PR #5204, opened 2021-10-05
framework/ble_manager: adjust ble scan api

an4967:
- remove unused member in scanned device struct.
- separate scan APIs from client APIs
- add scan whitelist operation APIs


framework/src/ble_manager/ble_manager_state.c
```diff
@@ -197,6 +267,137 @@ ble_result_e blemgr_handle_request(blemgr_msg_s *msg)
...
+			/* Already Exist */
+			break;
+		}
+
+		if (_whitelist_is_full() == true) {
+			ret = TRBLE_OUT_OF_MEMORY;
+			break;
+		}
+
+		if (g_scan_ctx.state != BLE_SCAN_STOPPED) {
```
jeongchanKim, line 340: How about moving this condition check at the top of the case statement like line 322?
Then we can save the time, if the state is not `BLE_SCAN_STOPPED`.

framework/src/ble_manager/ble_manager_state.c
```diff
@@ -197,6 +267,137 @@ ble_result_e blemgr_handle_request(blemgr_msg_s *msg)
...
+			ret = TRBLE_INVALID_ARGS;
+			break;
+		}
+
+		if (_whitelist_is_exist(addr) != true) {
+			/* Already Deleted */
+			break;
+		}
+
+		if (g_scan_ctx.state != BLE_SCAN_STOPPED) {
```
jeongchanKim, line 368: Same as above.

framework/src/ble_manager/ble_manager_state.c
```diff
@@ -197,6 +267,137 @@ ble_result_e blemgr_handle_request(blemgr_msg_s *msg)
...
+		blemgr_msg_params *param = (blemgr_msg_params *)msg->param;
+		ble_scan_filter *filter = (ble_scan_filter *)param->param[0];
+		ble_scan_callback_list *callbacks = (ble_scan_callback_list *)param->param[1];
+
+		if (filter != NULL) {
+			memcpy(&(g_scan_ctx.filter), filter, sizeof(ble_scan_filter));
+		}
+
+		if (callbacks == NULL) {
+			ret = TRBLE_INVALID_ARGS;
```
jeongchanKim, line 289: In this case, switch-case will be finished.
Is it okay to copy the `filter` into the `g_scan_ctx.filter` even for this case?

framework/src/ble_manager/ble_manager_state.c
an4967: By checking whitelist first, an user can get a exact result(already registered, whitelist full) regardless of state

framework/src/ble_manager/ble_manager_state.c
an4967: I commented above

framework/src/ble_manager/ble_manager_state.c
an4967: I fixed it

jeongchanKim: How about moving into the line 278?
Because, for failure case, we don't need to set the local variables also.

framework/src/ble_manager/ble_manager_state.c
```diff
@@ -197,6 +267,137 @@ ble_result_e blemgr_handle_request(blemgr_msg_s *msg)
...
+			g_scan_ctx.state = priv_state;
+		}
+	} break;
+
+	case BLE_EVT_CMD_STOP_SCAN: {
+		BLE_STATE_CHECK;
+
+		ret = TRBLE_SUCCESS;
+		if (g_scan_ctx.state != BLE_SCAN_STARTED) {
+			break;
```
jeongchanKim, line 308: In this case, `ret` will be `TRBLE_SUCCESS`.
But I think this is failure case.
Or is it intended to return SUCCESS if trying to stop the already stopped?
Please check this.

framework/src/ble_manager/ble_manager_state.c
```diff
@@ -197,6 +267,137 @@ ble_result_e blemgr_handle_request(blemgr_msg_s *msg)
 		ret = ble_drv_conn_is_any_active(is_active);
 	} break;
 
+	// Scanner
+	case BLE_EVT_CMD_START_SCAN: {
+		BLE_STATE_CHECK;
+
+		if (g_scan_ctx.state != BLE_SCAN_STOPPED) {
```
Taejun-Kwon, line 274: So you should consider 2 things.
```
1. It is related to state, there should be lock mechanism.
2. State of framework should aligned with driver. Many of application can use framework, but driver will be used by only framework. So you should add some mechanism to get state of driver.
   For example, If application terminated suddenly and restarted it will init framework again. Then framework's state will be changed as a initial state, but driver still running.
```

framework/src/ble_manager/ble_manager_state.c
```diff
@@ -197,6 +267,137 @@ ble_result_e blemgr_handle_request(blemgr_msg_s *msg)
...
+			ret = TRBLE_BUSY;
+			break;
+		}
+
+		ble_scan_state_e priv_state = g_scan_ctx.state;
+		blemgr_msg_params *param = (blemgr_msg_params *)msg->param;
```
Taejun-Kwon, line 280: I think null state of msg & msg->param should be checked at the start of this function.

framework/src/ble_manager/ble_manager_state.c
```diff
@@ -197,6 +267,137 @@ ble_result_e blemgr_handle_request(blemgr_msg_s *msg)
...
+			ret = TRBLE_INVALID_ARGS;
+			break;
+		}
+		memcpy(&(g_scan_ctx.callback), callbacks, sizeof(ble_scan_callback_list));
+
+		if (filter != NULL) {
+			memcpy(&(g_scan_ctx.filter), filter, sizeof(ble_scan_filter));
+		}
+
+		g_scan_ctx.state = BLE_SCAN_CHANGING;
```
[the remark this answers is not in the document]
an4967: In 'ble_manager_state', it is guaranteed that commands deliver in sequence.
So I think a lock is unnecessary.

framework/src/ble_manager/ble_manager_state.c
an4967: 1. Same as above.  BLE APIs are guaranteed to process in sequence.
2. Yes, you are right. I will raise a new PR for synchronizing state between driver and framework

framework/src/ble_manager/ble_manager_state.c
an4967: OK. I will fix it

framework/src/ble_manager/ble_manager_autoconnect.c
```diff
@@ -59,7 +59,7 @@ static void ble_auto_device_scanned_cb(ble_scanned_device *scanned_device)
 	char buf[BLE_MQ_SIZE] = { 0, };
 
 	if (scanned_device->adv_type == BLE_ADV_TYPE_DIRECT) {
-		if (memcmp(g_ctx->info.addr.mac, scanned_device->conn_info.addr.mac, BLE_BD_ADDR_MAX_LEN) == 0) {
+		if (memcmp(g_ctx->info.addr.mac, scanned_device->addr.mac, BLE_BD_ADDR_MAX_LEN) == 0) {
```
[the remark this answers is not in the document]
an4967: I will fix it

framework/src/ble_manager/ble_manager_lwnl.c
```diff
@@ -157,6 +157,37 @@ trble_result_e ble_drv_stop_scan()
 	return res;
 }
 
+trble_result_e ble_drv_scan_whitelist_add(trble_addr *addr)
+{
+	trble_result_e res = TRBLE_SUCCESS;
```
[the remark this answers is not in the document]
an4967: Yes, the WiFi & BLE managers are using lwnl for communicating between Kernel & User
They cannot work without lwnl.

framework/src/ble_manager/ble_manager_state.c
```diff
@@ -48,6 +58,61 @@ static blemgr_state_e g_manager_state = BLEMGR_UNINITIALIZED;
 		}                                                 \
 	} while (0)
 
+static bool _whitelist_delete(trble_addr *addr)
+{
+	int i;
+	for (i = 0; i < SCAN_WHITELIST_SIZE; i++) {
+		if (g_scan_whitelist[i].flag == SCAN_WHITELIST_IN_USE) {
```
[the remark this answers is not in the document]
an4967: I will fix it

framework/src/ble_manager/ble_manager_state.c
```diff
@@ -48,6 +58,61 @@ static blemgr_state_e g_manager_state = BLEMGR_UNINITIALIZED;
...
+		}
+	}
+	return false;
+}
+
+static bool _whitelist_add(trble_addr *addr)
+{
+	int i;
+	for (i = 0; i < SCAN_WHITELIST_SIZE; i++) {
+		if (g_scan_whitelist[i].flag == SCAN_WHITELIST_EMPTY) {
```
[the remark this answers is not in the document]
an4967: Okay, I will fix it

framework/src/ble_manager/ble_manager_state.c
```diff
@@ -190,15 +266,151 @@ ble_result_e blemgr_handle_request(blemgr_msg_s *msg)
...
 		ret = ble_drv_conn_is_any_active(is_active);
 	} break;
 
+	// Scanner
+	case BLE_CMD_START_SCAN: {
+		BLE_STATE_CHECK;
+
+		if (g_scan_ctx.state == BLE_SCAN_STARTED) {
+			break;
+		} if (g_scan_ctx.state == BLE_SCAN_CHANGING) {
```
jeongchanKim, line 282: Do you mean `else if`?

framework/src/ble_manager/ble_manager_state.c
```diff
@@ -190,15 +266,151 @@ ble_result_e blemgr_handle_request(blemgr_msg_s *msg)
...
 		bool *is_active = (bool *)msg->param;
 		ret = ble_drv_conn_is_any_active(is_active);
 	} break;
 
+	// Scanner
+	case BLE_CMD_START_SCAN: {
+		BLE_STATE_CHECK;
+
+		if (g_scan_ctx.state == BLE_SCAN_STARTED) {
+			break;
```
jeongchanKim, line 281: I think we'd better set the `ret` as success.

an4967: I will fix it

jeongchanKim (approved):
LGTM

pillip8282 (approved):
LGTM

========================================

## What you have to do
Collect every line from the records above that contains the word "think".

## Answer box
But I think this is failure case.
Taejun-Kwon, line 280: I think null state of msg & msg->param should be checked at the start of this function.
So I think a lock is unnecessary.
jeongchanKim, line 281: I think we'd better set the `ret` as success.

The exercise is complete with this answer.